J.P. Morgan's Healthcare Conference, the annual kickoff for biotechs, is in the books. But long after executives and investors abandon the Westin St. Francis Hotel, the conference continues to live on.

On the Internet, at least.

Most of the companies' presentations are still available to view here, and you can find a link to their slides on the company/presentation info pages.

It's an easy way to get introduced to a company you're thinking of putting on your watchlist. After all of the news-driven presentations are done, each year, I try to go back and listen to at least one presentation by a company I haven't followed closely.

This year's pick? OPKO Health (OPK).

I'm not sure how OPKO Health has managed to fly under my radar considering how much the biotech has going on. The company is developing a diagnostic platform, has a pipeline of drugs, and has made quite a few equity investments in other biotechs.

On the diagnostic side, OPKO is developing its Claros immunoassay that would allow doctors to do laboratory testing in-house. The tabletop-sized machine reads a sample on a card and can potentially perform up to 10 tests off one sample.

While doing the tests in the office should be more convenient for patients, the big driver for sales will come from doctor's ability to make more money. If the tests can provide results that are as accurate as the ones done by Laboratory Corporation of America (NYSE: LH) or Quest Diagnostics (DGX -2.04%), doctors can bill insurers directly for the test and pocket the difference. The Claros isn't going to put Laboratory Corp. or Quest out of business, but it could take a small chunk of some of their routine tests.

OPKO is also developing a separate test called the 4Kscore to determine patient's risk of developing prostate cancer. A whopping 60% of prostate biopsies are negative. If the 4Kscore can predict which of those biopsies will be negative, they won't have to be performed, producing a compelling value proposition. OPKO estimates eliminating the unnecessary biopsies could save about $1 billion a year, which insurers would presumably be willing to pay to OPKO to run the 4Kscore tests considering a blood test is substantially less invasive than a biopsy.

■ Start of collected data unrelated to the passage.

PR #8015, opened 2021-07-21
fix for the default zip download limit

### LINKED ISSUE #7932: Zip downloads disabled unless :ZipDownloadLimit is set, mention in Guides that setting ZipDownloadLimit now toggles UI options
- In v5.5, not having a ZipDownloadLimit set results in a limit of 0 being returned and that disables all Zip Downloads. The docs say there is a default limit of 100MB, but the code in SystemConfig sets the default to 0.
- In the docs, we should clarify that the ZipDownloadLimit now controls the workflows implemented in #7714 (this is especially important in installations running the custom zipper service)

landreev:

See the issue; self-explanatory (#7932)

Closes #7932

copy-and-pasting from a comment in the issue: 

*This was happening because the 100MB default was set in the class DataFileZipper.java, outside of the normal framework of keeping the defaults in SystemConfig. Under the original assumption that no other components would need that value, probably? As a result, the page wasn't getting it for the purposes of disabling large downloads.
[this] fixes it by moving the default value to the standard place*

**Additional documentation**:


qqmyers (approved):
Looks good to me.

landreev:
It looks like we've come across a small preexisting issue in QA... Once the "too much selected" popup is shown, it'll be shown again, even after the user unselects enough files; before the download starts. 
It may be super easy to fix that too...

landreev:
Giving up on the preexisting issue with the popup. Not obvious at all how to fix it. 
Everything is handled correctly in the page code - the page isn't trying to show that popup again. It's something on the java faces level; something not getting properly refreshed. 
I can't spend too much of my time on this.

PR #8016, opened 2021-07-22
Improve schema.org md

qqmyers:
**What this PR does / why we need it**: Improves schema.org metadata handling

Closes #

**Suggestions on how to test this**: The only changes should be to the schema.org metadata in the `<head>` of the html on published dataset pages. Any html tags/special chars added in author name/affiliation or other fields included in the schema.org metadata should not appear in the metadata.

`From L.A.:` Sure, no need to add anything too specific here. But there are some examples in the slack discussion to try, before and after. 

**Additional documentation**:

### DIFF
--- a/src/main/java/edu/harvard/iq/dataverse/DatasetVersion.java
+++ b/src/main/java/edu/harvard/iq/dataverse/DatasetVersion.java
@@ -1707,11 +1707,11 @@ public class DatasetVersion implements Serializable {
         JsonArrayBuilder authors = Json.createArrayBuilder();
         for (DatasetAuthor datasetAuthor : this.getDatasetAuthors()) {
             JsonObjectBuilder author = Json.createObjectBuilder();
-            String name = datasetAuthor.getName().getValue();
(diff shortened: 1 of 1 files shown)


landreev (approved):
I checked what's inside the MarkupChecker.stripAllTags() method, that is being used to sanitize the entire fragment now: 
```
   return Parser.unescapeEntities(Jsoup.clean(unsafe, Whitelist.none()), true);
```
and read the Jsoup man pages on the above, and it all sounds good.
As long as it's been tested, that aside from any markup tags, the cleaned-up json fragment is intact (including the schema.org and doi.org urls in it).

qqmyers:
FWIW: If this had been exploited prior to the fix, the result would have been cached in the Schemadotorg metadata export file which is read/used to create the jsonld metadata in the dataset page.  We saw this at QDR in a test dataset that appeared not to be fixed due to the cached info. Hopefully we caught this before there were any wild cases but thought I'd at least mention this hear in case someone does find an old instance - re-exporting should fix it.

PR #10841, opened 2024-09-12
IQSS/10840 - DatasetTypesIT test fix

### LINKED ISSUE #10840: DatasetTypesIT can fail
One test selects a random name from a UUID which can be all numeric, which is not allowed for dataset type names, causing the test to fail. PR to follow.

qqmyers:
Simple fix for a random test failure - when the generated alphanumeric name is randomly all numeric, which is not allowed.

Closes #10840 

Simple fix - we've had this class of issue before.

**Suggestions on how to test this**: Just verify the test passes - probably not worth trying to see the problem on the current branch - https://jenkins.dataverse.org/blue/organizations/jenkins/IQSS-Dataverse-Develop-PR/detail/PR-10632/16/tests/ shows one occurence.

**Additional documentation**:


pdurbin (commented):
I see @sekmiller is already looking at this but consider this an "approve" from me. 😄

sekmiller (approved):
Does what it purports to do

On the pharmaceutical side, OPKO has five drugs in late-stage development.

A phase 3 trial testing Rayaldy in patients with secondary hyperparathyroidism with chronic kidney disease and vitamin D insufficiency is scheduled to read out in the middle of this year. OPKO worked out a special protocol assessment with the FDA before the trial began, so if the results are positive, an approval toward the end of 2015 or early 2016 seems likely.

OPKO's most advanced drug, Rolapitant, is licensed to Tesaro (NASDAQ: TSRO). Rolapitant, which treats nausea and vomiting associated with chemotherapy and surgical operations, has already passed two phase 3 trials. A third trial is expected to read out early this year, putting Tesaro on target to submit a marketing application in the middle of this year.

Finally Tesaro has a basket of investments in nine different biotechs, including its partner, Tesaro. As Phillip Frost, OPKO's Chairman and CEO put it, the company likes to have "fingers in many pies."

The only problem is that can be very messy, figuratively and literally.